Позволив Федьке погрузиться в изучение еды, Павлик обнял мать, худую, изголодавшуюся и по хорошим временам, и по мужскому вниманию, взъерошил волосы Алехе и Ромке и пошел переодеваться. Когда он вернулся в зал, за столом уже сидела вся семья за исключением Федьки. Тот сидел в любимом углу, обсасывая куриные косточки. Другого мяса в узелке баб-Ксеньи не нашлось, как не нашлось и тем для разговора. Павлик поглощал холодную картоху и заедал сладкой свеклой, когда становилось совсем невмоготу жевать безвкусную желтоватую массу, не решаясь поднять глаз на мать и братьев. В голове крутились мысли о словах отца и о том, насколько они противоречат чеканным, выверенным до последнего слова, лозугнам из учебников. Кем был для Павлика Федька? Что можно ответить отцу? Кто он – родной и одновременно чужой брат? «Мерзость» или «Авангард красного наступления»? Для себя Павлик ответил на этот вопрос. Разве не мерзость бросать жену и детей? Разве не подлость – возвышать голос против власти, которая радеет за трудовой народ?

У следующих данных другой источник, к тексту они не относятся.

Issue #1264, opened 2021-01-25
[BUG] Dashed border feature doesn't appear to work


adrian5:
## Version

1.6.1

## Configuration
```markdown
Detected modi:
    * window
    * windowed
    * run
    * ssh
    * drun
    * +combi
    * keys
    * file-browser

Compile time options:
    * window enabled
    * drun enabled
    * gcov disabled
    * asan disabled
```
#### config.rasi

```css
configuration {
  modi: "combi";
  combi-modi: "drun,window";
  terminal: "termite";
  theme: "test-theme";
  lines: 5;
  fixed-num-lines: false;
  display-combi: "? ";
  display-drun: "r";
  display-window: "w";
}
```

#### test-theme.rasi

```css
#inputbar {
  border: 2px dash;
}
```

## Launch Command

```shell
rofi -show combi
# i3: exec --no-startup-id rofi -show -combi
```

## Steps to reproduce

Invoke rofi.

## What behaviour you see

Any border is displayed as a solid line, instead of "dashed". It looks identical with `border: 2px solid;` and `border: 2px;`.

## What behaviour you expect to see

I was trying to replicate the look seen in e.g. the [Adapta-Nokto](https://github.com/davatorium/rofi-themes/tree/master/Official%20Themes#adapta-nokto) theme.

DaveDavenport:
thx.

DaveDavenport:
It seems the new border code dropped support for this.

Not sure how easy to is to fix in current design. @nick87720z

adrian5:
Not sure how important it is either. Solid (i.e. regular border) is probably sufficient, just need to reflect that change in the docs. I reckon it's better to mention the removal, than to remove any mention; for situations like mine.

DaveDavenport:
I did not realize it broke, lets see if we can fix it.

nick87720z:
@DaveDavenport Probably you will do it faster, because I still did not try to lean yacc/lex languages - analysing for patterns in existing codes seems to be useless there, as I did when implemented 'mm' support.

DaveDavenport:
the yacc/lex has this already,  it mostly the drawing code that needs to be fixed..

DaveDavenport:
Fixed thanks to @nick87720z .

PR #1317, opened 2021-05-23
Fix line drawing

nick87720z:
Fixed anti-linestyle regression, introduced by commit e52094ee7a2c216ddf74660a0b4a2e51d7433948 ( #1264 )
There were much more commits, but probably this time as usually not good idea to mix different things in one originally dedicated branch.


DaveDavenport:
I see a small regression:
on next:
rofi-2021-05-23-1512-00002
on this patch.
rofi-2021-05-23-1512-00001

DaveDavenport:
Just after merging (I did do some tests) I hit a corner case I think:

image

On left it looks fine, on right it has some black parts.

DaveDavenport:
image
bit better visible.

Уроки делал, запалив по старинке лучину. Ни керосина, ни свечей в доме не было. Двоюродный брат Данилка, живший в доме деда Сереги, пользовался настоящей лампой, но то ли по глупости, то ли из желания насолить учительнице, готовился к занятиям через пень-колоду.

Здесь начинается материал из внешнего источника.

PR #1323, opened 2021-06-05
Fix tests.

TonCherAmi:
These two fail to link for me.

https://travis-ci.org/github/davatorium/rofi/builds/773144200


DaveDavenport:
thanks, did not have time to fixe them yet.

PR #1325, opened 2021-06-05
[FileBrowser] Allow setting startup directory

### LINKED ISSUE #1259: [REQUEST] Ability to provide a startup directory for the integrated file-browser mode
## Before creating a feature request

- [x] I checked the *next* branch to see if the feature has already been
  implemented

- [x] I searched existing reports to see if it is already requested.

## What is the user problem or growth opportunity you want to see solved?

I'd like to be able to specify a path to a startup directory that would be used by the file-browser mode that was integrated into rofi in v1.6.1. This would allow for (for example) always starting the browser in a consistent location such as the user's home directory, rather than starting the browser in the last location. This would be set either in the user's config file or as a runtime option, e.g. `rofi -modi file-browser -show file-browser -browser-start-dir /home/user`.

## How do you know that this problem exists today? Why is this important?

The issue was mentioned a month ago by someone on the reddit forum [here](https://www.reddit.com/r/qtools/comments/kchx8c/open_directories_with_filebrowser/), and one of the authors (Qball Cow) responded saying to make a feature request -- however it seems that the original poster has not yet done so.

The man pages (as far as I can tell) have not yet been updated to cover the file-browser mode, the output of `rofi --help | grep -i browser` shows the mode is only mentioned as one of the detected modi, and searching the github repo didn't turn up any documentation that I could find either. So if the feature already exists, then it is currently well-hidden.

## Who will benefit from it?

Anyone using the file-browser mode in rofi who wants a consistent startup location, which could be set contextually. For example, using one keypress to open it in the user's home directory, and a different keypress to open in a work directory etc.

## Version

Version: 1.6.1

## Configuration

Output of `rofi -help`: [gist here](https://gist.github.com/dave-woods/821e3f9c0ca0e6b4693c76c83a92e1ac)

**Additional details:**
- Include a link to your private config: not really relevant for mine, but [here](https://gist.github.com/dave-woods/8c276bad9f5af12b9a978e1ff7497e41)
- Include screenshots/casts of your issue: n/a

TonCherAmi:
Adds a new option - `-file-browser-directory` that allows specifying the file browser startup directory.

Closes #1259

### DIFF
--- a/config/config.c
+++ b/config/config.c
@@ -128,6 +128,9 @@ Settings config = {
     /** Desktop Link launch command */
     .drun_url_launcher         = "xdg-open",
 
+    /** Directory the file browser starts in */
+    .file_browser_directory = NULL,
+
     /** Window fields to match in window mode*/
     .window_match_fields       = "all",
     /** Monitor */
--- a/doc/rofi.1
+++ b/doc/rofi.1
@@ -1181,6 +1181,19 @@ Set ellipsize mode to start. So end of string is visible.
 Pops up a message dialog (used internally for showing errors) with \fImessage\fP\&.
 Message can be multi\-line.
 
+.SS File browser settings
+.PP
+\fB\fC\-file\-browser\-directory\fR \fIdirectory\fP
+
+.PP
+Directory the file browser starts in.
+
+.PP
+.RS
+
+.fi
+.RE
+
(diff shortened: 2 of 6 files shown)


DaveDavenport:
Thanks!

– Ты бы в школе делал, – подошла мать.
– Там книги.
– Сведут тебя с ума твои книги.
– Нет, – твердо сказал Павлик. – Человеком вырастят.

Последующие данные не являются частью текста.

PR #1352, opened 2021-07-10
[FileBrowser] Add option to group directories ahead of files.

TonCherAmi:
Adds a new config option `directories-first` that makes it possible to toggle grouping of directories before files. It is set to `true` by default.


DaveDavenport:
thanks.

PR #1401, opened 2021-08-30
Fix typo

tuurep:
This text can appear in window mode listing, it has a confusing typo. Commit fixes typo.


DaveDavenport:
thanks.

PR #1472, opened 2021-09-22
[Textbox|Filebrowser] Display filenames with invalid UTF-8 characters

### LINKED ISSUE #1471: [BUG] Crash in file-browser when displaying filenames with special characters.
### Rofi version (rofi -v)

1.7.0

### Configuration

https://gist.github.com/Adamskye/99150e9f7a82a5f7f7dee6a52d5dc014#file-roficonfigs-txt

### Launch command

rofi -show filebrowser

### Step to reproduce

1. Download this [brokenfolder.zip](https://github.com/davatorium/rofi/files/7210726/brokenfolder.zip). Inside should be an empty folder with special characters in its filename.
2. Extract the zip file and place the folder somewhere.
3. Run `rofi -show filebrowser`and navigate to the directory that contains the broken folder.
4. Rofi won't be able to see the filename and will crash instead.

If you try and run `rofi -show filebrowser`again, rofi will crash immediately since it's still inside the directory containing the broken folder. Editing/deleting the cache or deleting the folder will allow you to run the rofi file-browser again.

### Expected behavior

This is what I expect the filebrowser to look like when viewing the folder's name:
expected

### Actual behavior

It crashes upon attempting to render the folder's name. In the terminal, I get:
`zsh: segmentation fault (core dumped) rofi -show filebrowser`.

### Additional information

Rofi does not crash when using file-browser-extended, a different file-browser plugin, rather than rofi's built-in file-browser. I used file-browser-extended to get the screenshot in the expected behaviour section.

Adamskye:
Convert filenames to UTF-8 in such a way that it won't crash while still attempting to display the filename to some extent. Therefore, it will be possible to differentiate between filenames even if they contain invalid characters.

Created to fix #1471.

### DIFF
--- a/source/dialogs/filebrowser.c
+++ b/source/dialogs/filebrowser.c
@@ -248,11 +248,7 @@ static void get_file_browser(Mode *sw) {
             g_realloc(pd->array, (pd->array_length + 1) * sizeof(FBFile));
         // Rofi expects utf-8, so lets convert the filename.
         pd->array[pd->array_length].name =
-            g_filename_to_utf8(rd->d_name, -1, NULL, NULL, NULL);
-        if (pd->array[pd->array_length].name == NULL) {
-          pd->array[pd->array_length].name =
-              g_strdup("Invalid UTF-8 filename.");
-        }
+            rofi_force_utf8(rd->d_name, strlen(rd->d_name));
         pd->array[pd->array_length].path =
             g_build_filename(cdir, rd->d_name, NULL);
         pd->array[pd->array_length].type =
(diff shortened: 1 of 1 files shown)


DaveDavenport:
What is the performance impact of this patch?

Also why remove the actual locale conversion?  This is still needed. 
https://developer.gimp.org/api/2.0/glib/glib-Character-Set-Conversion.html#g-filename-to-utf8

Adamskye:
I was going to amend my commit so it only used `rofi_force_utf8` only if it contained invalid characters, but it seems that you've beaten me to it and done the same thing. I'm going to close this pull request then as well as the issue.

Последнюю фразу говорил отцу, заочно, трусливо, но удержать ее в себе не мог.
Два – кровь, черная кожа и звезда, заговор, исповедь.
Лежа в пыли, Павлик шмыгал носом, пытался удержать юшку внутри. По губам и подбородку, вроде, не текло, зато на ресницах и щеках пылали слезы. Данилкин кулак бил в нос, но целил в гордость. И попал ведь!
– Еще что скажешь, сволочь? – шипел брат.
– И скажу, тебя не спрошу!
– Убью тогда, – пообещал Данилка.
Павлик поверил. Данилке было пятнадцать, силу и норов он унаследовал от деда Сереги, а ненависти к смешанным научился в амосовском доме.
Сплюнув на штанину Павлика, Данилка пошел и не оглядывался. Не боялся камня. Пионер в спину не бьет, хотя порой так хочется. Мальчик поднялся и поплелся в противоположную сторону. Данилке удалось подловить его в сумерках, без свидетелей и без шансов убежать. За что бил? В школе Павлик говорил много такого, что могло не понравиться брату, например, про то, что каждый подобный Федьке стоит десяти таких, как Данилка, или то, что скоро из Свердловска пришлют новых Высших, и смешанных в Герасимовке поприбавится.
Во дворе таращился на круглую луну Федька. Белесое око в ночном небе отчего-то имело над ним власть. В полнолуние брат становился вялым, задумчивым, терял аппетит и не ночевал внутри дома.
– Что там, Федор?
Федька прорычал что-то отрешенное и продолжил бдение. Издалека донесся хриплый вой еще одного из герасимовских смешанных.
– Знаешь, что с ним?
Голос был незнаком. Павлик обернулся, упершись взглядом в широкую грудь, обтянутую черной кожей. Чужак подкрался так близко и так незаметно, что мальчику стало не по себе. Неловко шагнув назад, он поднял голову и встретился взглядом с самым настоящим Высшим.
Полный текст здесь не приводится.